Physician obligations to the profession
Voluntary guidelines and policy statements published over the last 15 years have had some effect in curbing some of the practices, such as all-expenses paid vacation in luxury resorts, that could be seen as blatant bribes. But, by pharmaceutical industry’s own guidelines, gifts will continue to be given especially in professional meetings in which the company’s products are promoted. Because voluntary guidelines have had only limited success, a group of academic physicians and representatives from the Association of American Medical Colleges have called on academic medical centers to take a leadership role in abolishing potential sources of unwanted influence by drug companies.12 The hope is that academic medical centers, which have responsibility for educating and training physicians, will have an influence in shaping the attitude of future physicians toward these conflicts of interests. There is some validity to this assumption. A recent study reported that students at a medical school that had policies prohibiting gifts from drug companies were less likely to be influenced by drug company promotional items than students from medical schools that had no restriction on gifts from drug companies.11
Some years ago, the Marketing Executive of a large drug company was invited by the author’s institution to debate their promotional activities. He declined the invitation but confided that there were two reasons for their gift program: (1) that the rival companies were doing it in a fierce competitive market, and (2) that without some gifts to catch their attention, doctors would not give them their time of day. Surveys of resident physicians confirm the view that without meals as inducement they were less likely to attend drug company sponsored CME meetings.13 Physicians are therefore at least somewhat complicit with the drug companies in perpetuating these activities. But physicians’ obligations to the medical profession demand that they put patients’ interest ahead of material gain outside of regular remuneration. If physicians rejected the overtures of commercial medical companies with as much indignation as they display when accused of being influenced by them, then these practices and conflicts of interest would probably cease. In the words of Goldfinger, “In this world of medical commerce, it still takes two to tango”.15
Key points
• Drug companies exert influence on physicians’ practice behaviors by bestowing a wide variety of gifts on them, from trinkets to gourmet dinners and travel reimbursements to attend company sponsored meetings.

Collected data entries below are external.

PR #2306, opened 2015-08-29
Support static linking on OS X

reaperhulk:
This will become our preferred method for building so that we can start shipping wheels for OS X.

We can't test static linking against Apple's 0.9.8 as they don't ship static libs, so we continue to link dynamically there (this includes all the jenkins builders, which build against system OpenSSL).


src/_cffi_src/build_openssl.py
```diff
@@ -11,15 +12,27 @@
 
 def _get_openssl_libraries(platform):
     # OpenSSL goes by a different library name on different operating systems.
-    if platform != "win32":
+    if platform == "darwin":
+        return _osx_libraries(
+            os.environ.get("CRYPTOGRAPHY_BUILD_STATIC", None)
```
alex: `None` is unnecsary here.

dstufft:
It's a little strange to have a environment variable called ``CRYPTOGRAPHY_BUILD_STATIC`` which doesn't actually cause it to be a static build, it just makes it so that we don't add any default libraries and you're expected to pass the libraries in from the outside. I think either this flag should cause the build script to actually build a static library, or we should name it something actually descriptive of what it does and not restrict it to just OSX.

reaperhulk:
Not restricting it to OS X is an interesting idea...

It's not possible to actually have it build statically on OS X with a single flag unless you do some magic with detecting the presence of homebrew, etc. I'm pretty against that level of magic so maybe a different name is appropriate. Do you have a suggestion?

reaperhulk:
Thinking about this a bit more I agree the name should change, but I **don't** think it should apply to anything other than OS X. On linux you need to pass the libraries plus a `-static` argument, so trying to make this more generic wouldn't make things simpler.

How does `CRYPTOGRAPHY_OSX_NO_LINK_FLAGS` sound?

dstufft:
I don't have a strong opinion on if it should work for other OSs or if it should just cram ``OSX`` into the name. The only reason I thought about other OSs was if, for some reason, there was something that had the same API as OpenSSL but required different libraries to link to, but that's probably not a very major use case.

I'm fine with ``CRYPTOGRAPHY_OSX_NO_LINK_FLAGS``.

reaperhulk:
jenkins, retest this please

PR #8671, opened 2023-04-05
support for X509_CRL_get0_nextUpdate and X509_CRL_get0_lastUpdate

fs111:
exposes these above OpenSSL CRL related methods so they can be consumed by other libraries.


fs111:
We are using pyopenssl and cryptography internally and for the work we are doing with CRLs we need the two functions above exposed. (This is for a reporting feature).

Please let me know if you need anything else from me to get this merged.

alex:
Is there a reason you cannot use the CRL APIs exposed by cryptography, which provide a public API for getting these values?

PR #8680, opened 2023-04-06
Don't clone the full history

alex:
32 commits should be enough for mtime-fix


reaperhulk:
This appears to be incorrect. If I clone a full depth and run the mtime fix vs a 32 depth clone the mtime dates change on quite a few files in src/rust?

alex:
Right -- they don't get their _correct_ date, instead they get the date of the 32nd oldest commit.

But we basically never have a cache that's fresh that long, 32nd oldest will basically always be older than the cache date, so it's fine.

reaperhulk:
I'm not convinced that the extra cognitive complexity of remembering that 32 is actually insufficient, but sufficient to exceed the lifetime of our caches, is worth it. It's also not a guarantee that this is faster (although it will always be strictly less total disk IO) since I believe GitHub has fast paths for depth=1 and depth=0.

Can we measure this? Or is any improvement beneath the noise floor?

alex:
On media-01, `--depth=32` was consistently about 25% faster than a full clone.

In CI, it's too noisy to measure. But! My motivation here is to reduce IOPS in the hopes to making the Rust build faster, not just to save time on the clone itself.

PR #8686, opened 2023-04-07
[debugging]

alex:


alex:
`\\fv-az89-458\\PhysicalDisk(_Total)\\Avg. Disk Queue Length` (and `Current`) seem to be the metrics I want (probably that machien name isn't what we want)

Next step: figure out how to run it in the background while `cargo` is doing. I guess I can do a spawn-process in `noxfile.py`.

• Even inexpensive gifts influence physician behavior by creating “brand awareness” and implicit associations with the products of the companies that provide the gifts.
• Accepting gifts creates obligations for physicians that are in direct conflict with their obligations to patients.
• Company gifts are funded from the sale of companies’ products to patients. Hence patients suffer additionally by having to pay for these gifts.
• Voluntary guidelines by professional medical organizations have had very little effect in curbing drug companies’ influences on physician practices.